Avez-vous conclu des partenariats avec le monde du travail ?
La Caisse primaire d'assurance maladie (CPAM) des Bouches-du Rhône est un partenaire important de notre formation. Nous avons aussi développé des liens forts avec divers secteurs comme le sanitaire et le social ou l'urbanisme avec les collectivités territoriales (région, Conseil général, ville de Marseille et d'Aix en Provence) et des fondations. La prochaine étape qui se met en place est la collaboration avec de grandes entreprises privées.

Proposez-vous de la formation continue ?
Oui, nous l'encourageons même. Notre objectif est de favoriser la mixité entre les professionnels et les étudiants. Chacun à des choses à apprendre des autres. Nous nous adressons par exemple à des personnes qui travaillent déjà dans le secteur ou à celles en reconversion professionnelle, en fait, à tous ceux qui rencontrent cette problématique de gestion des âges dans l'exercice de leur activité. A ce titre, nous proposons des validations d'acquis de l'expérience (VAE). Le cursus peut aussi s'inscrire dans le cadre du droit individuel à la formation (Dif). Cette dernière possibilité est importante car elle permet aux candidats de bénéficier d'une participation non négligeable. Ainsi le Dif prend en charge 120 heures de formation sur les 200h que comptent le cursus. Sans ces aides, le coût d'une formation continue est de 3 000 euros contre 450 pour le cursus initial.

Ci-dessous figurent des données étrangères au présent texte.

PR #522, opened 2020-02-10
Add option use_outdated_mhd

bluewavenet:
See issue #515

MHD_get_version is used to determine the installed (runtime) version of
libmicrohttpd (MHD).
If the version is earlier than 0.9.69, then by default, NDS will terminate.

However, if option use_outdated_mhd is set to 1, NDS starts normally
but logs an error.

### DIFF
--- a/openwrt/nodogsplash/files/etc/config/nodogsplash
+++ b/openwrt/nodogsplash/files/etc/config/nodogsplash
@@ -33,6 +33,15 @@ config nodogsplash
 	#
 	option login_option_enabled '0'
 
+	# Use outdated libmicrohttpd (MHD)
+	# Older versions of MHD convert & and + characters to spaces when present in form data
+	# This can make a PreAuth or BinAuth impossible to use for a client if form data contains either of these characters
+	# eg. in username or password
+	# MHD versions earlier than 0.9.69 are detected.
+	# If this option is set to 0 (default), NDS will terminate if MHD is earlier than 0.9.69
+	# If this option is set to 1, NDS will start but log an error.
+	option use_outdated_mhd '0'
+
 	# MHD Unescape callback
 	# MHD has a built in unescape function that urldecodes incoming queries from browsers
 	# This option allows an external unescape script to be enabled
--- a/src/main.c
+++ b/src/main.c
@@ -247,6 +247,7 @@ main_loop(void)
 	int major = 0;
 	int minor = 0;
 	int patch = 0;
+	int outdated = 0;
 	const char *version = MHD_get_version();
 
 	debug(LOG_NOTICE, "MHD version is %s", version);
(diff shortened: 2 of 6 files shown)


openwrt/nodogsplash/files/etc/config/nodogsplash
```diff
@@ -33,6 +33,15 @@ config nodogsplash
 	#
 	option login_option_enabled '0'
 
+	# Use outdated libmicrohttpd (MHD)
+	# Older versions of MHD convert & and + characters to spaces when present in form data
+	# This can make a PreAuth or BinAuth impossible to use for a client if form data contains either of these characters
+	# eg. in username or password
+	# MHD versions earlier than 0.9.69 are detected.
+	# If this option is set to 0 (default), NDS will terminate if MHD is earlier than 0.9.69
+	# If this option is set to 1, NDS will start but log an error.
```
mwarning: A warning instead of an error sounds better.

src/main.c
```diff
@@ -235,6 +243,47 @@ main_loop(void)
...
+	int major = 0;
+	int minor = 0;
+	int patch = 0;
+	const char *version = MHD_get_version();
+
+	debug(LOG_NOTICE, "MHD version is %s", version);
+
+	if (sscanf(version, "%d.%d.%d", &major, &minor, &patch) == 3) {
+
+		if (major < MIN_MHD_MAJOR) {
```
mwarning: Please shorten the code and put it into it's own method.

openwrt/nodogsplash/files/etc/config/nodogsplash
bluewavenet: Yes it does, but I wanted it to show in the log even if debuglevel is set to 0 (silent).
Updating on OpenWrt preserves the config, so if debuglevel _**is**_ set to 0 it will not be seen.

src/main.c
bluewavenet: Mmm, yes, a bit repetitive.

mwarning: Yes, that is better. But please but the logic in a separate method. Either a method to get the MHD version or a method to check the version:
```
// return libmicrohttpd version in hex format (same as MHD_VERSION)
unsigned get_microhttpdversion() {
  unsigned major = 0;
  unsigned minor = 0;
  unsigned patch = 0;
  const char *version = MHD_get_version();
  if (sscanf(version, "%x.%x.%x", &major, &minor, &patch) == 3) {
    return (major << 24) | (minor << 16) | (patch << 8);
  } else {
     return 0;
  }
}

int
main(int argc, char *argv[])
{
  unsigned required_version = 0x00096900;
  unsigned found_version = get_microhttpdversion();
  if (found_version < required_version) {
    printf("too old\n");
  }
  return 0;
}
```

openwrt/nodogsplash/files/etc/config/nodogsplash
mwarning: ok

src/main.c
bluewavenet: Well, it is either:
 * split up into major, minor patch and do up to 3 tests
 * split up into major, minor patch, convert to hex format then do 1 test

Also, we only need to check once on startup so there is little point in using a function.

Yours is smaller than mine (but mine logs the required version) ;-)

As I am very short of time I would like to leave it as it is.

Note: I kept the original check for MHD_VERSION at 0x00095100 as 0.9.51 is the minimum required microhttpd.h for NDS to be compiled with. As we know, this is not related in any way to the MHD version that may be available at runtime.
0.9.51 is good enough if using only an external FAS, but can be problematic with form data if using MHD to serve the client page(s).

mwarning: My point was about to put the code to acquire the version into a separate method. This way it does not pollute the namespace of the main() method.

bluewavenet: Having looked up "namespace pollution", I see what you mean.
main_loop() as it now stands is badly named, it should be more like "setup_then_start_main_loop".

I think we should do some more general housekeeping in the near future, as the subject of one or more new PRs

Sur quels métiers débouchera ce cursus ?
De nombreux secteurs sont ciblés. Ainsi, un détenteur de ce diplôme pourra aussi bien devenir directeur d'établissement que travailler dans les collectivités locales comme chargé de mission évaluation ou prospective ou directeur de programme antidiscriminations. La formation se veut un prisme d'entrée pour les politiques publiques. Mais elle peut concerner des pharmaciens, des médecins ou des infirmières qui se retrouvent face à des populations qu'ils ne savent plus gérer. Notre but est aussi d'envoyer des jeunes vers des thèses financées afin qu'ils deviennent cadres dans des instances nationales ou des ministères. Le secteur privé est aussi visé, les cabinets d'audits ou des groupes de lobbying et d'assurance pourraient être concernés.